STATISTICAL ANALYSIS
Statistical differences were estimated by Bayesian analysis using the Bayes Factor Toolbox for Matlab (https://github.com/klabhub/bayesFactor in Matlab written by Bart Krekelberg) based on Rouder et al. 2012 [46]. Statistical differences in power values were evaluated by a two-factor analysis of variance (ANOVA), with between-subjects factor of expertise (two levels: expert and novice) and within-subject factor of condition (three levels: baseline, relaxed and stressed). Statistical differences between the numbers of sutures were evaluated using a two factor ANOVA. Main effects for the ANOVA were estimated as the ratio of the Bayes factors for the full model and the restricted model, obtained by excluding the factor for the main effect. Differences between means were assessed as the Bayes factor (BF) for paired or unpaired t-tests. Statistical significance for t-tests was set to a probability from data > 0.90 (BF > 10), and for correlations was set to probability for the alternative hypothesis (pH1) > 0.90 (BF >10). Again, a BF for the alternative hypothesis between 2 and 10 was considered as moderate non-conclusive evidence.

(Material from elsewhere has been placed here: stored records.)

PR #3412, opened 2018-06-17
Incremental updates to home page

MelSumner:
## What it does
If merged, this pull request would make the following changes: 

- updates "Get Started" to "Try it out!" 
- makes the h2 larger and tweaks the margins
- changes "More productive out of the box" to "Highly productive out of the box" 
- updated the text in the productivity section
- made these feature sections a little wider on larger screens (they still stack on smaller viewports)
- changed the "donate" button to "buy ember gear" (the header language and button CTA text was too discordant)

### Call to action
image

### Buy Ember Gear
image

### Productivity Features
image

This would also lead to future work- the intend is to add some additional information to each productivity feature, like this: 
update productivity section

### DIFF
--- a/source/about.html.erb
+++ b/source/about.html.erb
@@ -35,7 +35,7 @@ responsive: true
 <div class="call-to-action">
   <div class="call-to-action__box">
     <div class="call-to-action__top">
-      <h1>Get Started</h1>
+      <h1>Try it out!</h1>
       <div class="cta-copy">
         <p>Build your first Ember application with our 5 minute tutorial.</p>
       </div>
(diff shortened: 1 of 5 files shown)


MelSumner:
@rwjblue yay glad you like it

wifelette:
@MelSumner I think I see a small alignment issue? The copy under the handlebars is higher than the copy under the tower and Tomster.

Also, thoughts on where we could relocate the donate CTA to? We don't get _too_ much out of it, but we get _some_.

wifelette:
Actually, right now it says "buy gear" but still _points_ to the PayPal donate link :p So that'll need fixing either way.

PR #3424, opened 2018-06-25
blog(embertimes#52): add more emphasis on the possible depr. of E.Obj

jessica-jordan:
## What it does

See also the wording from [the original RFC](https://github.com/pzuraq/emberjs-rfcs/blob/94b38d429eb2964fa86cd13bea6823a01b3ef68d/text/0000-native-class-constructor-update.md):

> One thing we should make clear is that EmberObject will likely be deprecated in the near future, and that ideally for non-Ember classes (things that aren't Components, Services, etc.) users should drop EmberObject altogether and use native classes only.

I changed it up a bit so it sounds less set into stone.


jessica-jordan:
<3

rwjblue:
Awesome, thank you @jessica-jordan!

PR #3425, opened 2018-06-26
Added section on SSD vs RAM Disk building

Alonski:
[Rendered](https://github.com/emberjs/website/pull/3425/files)


jessica-jordan:
@tylerturdenpants Would you like to review? I think you were considering writing this section as well and it'd be great to have your thoughts on this!

Alonski:
@tylerturdenpants, I added a few more sentences on the how. About this only being for *nix the author of the post is actually using Windows 😄 
And about how broccoli will achieve this:0 
```
[Tobias Bieniek](https://github.com/Turbo87) chimed in that soon Broccoli 2 will be fully integrated in Ember CLI and most platforms will get this speedup by default by using the system tmp folder instead of the current `in-project` tmp folder.
```

PR #3447, opened 2018-07-10
Reduce line-height of title

samselikoff:
Line height and text size are typically inverses, so I'm proposing we take down the line-height of the title a bit.

Happy to provide some material on this if anyone would like!


acorncom:
Before:
before

After:
after

samselikoff:
You're welcome! ❤️

PR #3458, opened 2018-07-13
Add blog post announcing requirement of 2-factor auth

kategengler:
Add a blog post to announce our policy on 2factor auth for our github orgs


kategengler:
I took the org names as they are on GitHub, maybe we should standardize

PR #3463, opened 2018-07-18
Update broken link

amyrlam:
This Goodbits link has a different pattern than https://the-emberjs-times.ongoodbits.com/2018/07/06/the-ember-times-issue-54 or https://the-emberjs-times.ongoodbits.com/2018/06/29/the-ember-times-issue-53. Should we fix here or on Goodbits?


Alonski:
Woops. I think it would make sense to fix on goodbits so emails will be correct. Need to watch out for this next time.

PR #2060, opened 2016-07-10
OptionWidget_*: having 0 is equivalent to turning this logging off

un1versal:
#### Changes proposed
- fix minimum log paste values

also theres was a discrepancy between tooltip minimum value and actual
minimum value.


un1versal:
Cybershadow gave blessing, thx.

To evaluate the association between alpha power and the efficiency of suture movements, we computed the Bayes factor for the Pearson product-moment correlation coefficient. A strong correlation was defined when r2 values were equal or greater than 0.5, and a moderate correlation when r2 values were between 0.45 and 0.5. Unless otherwise specified, all values are reported as mean + SD in the main text and as mean + SEM in the figures.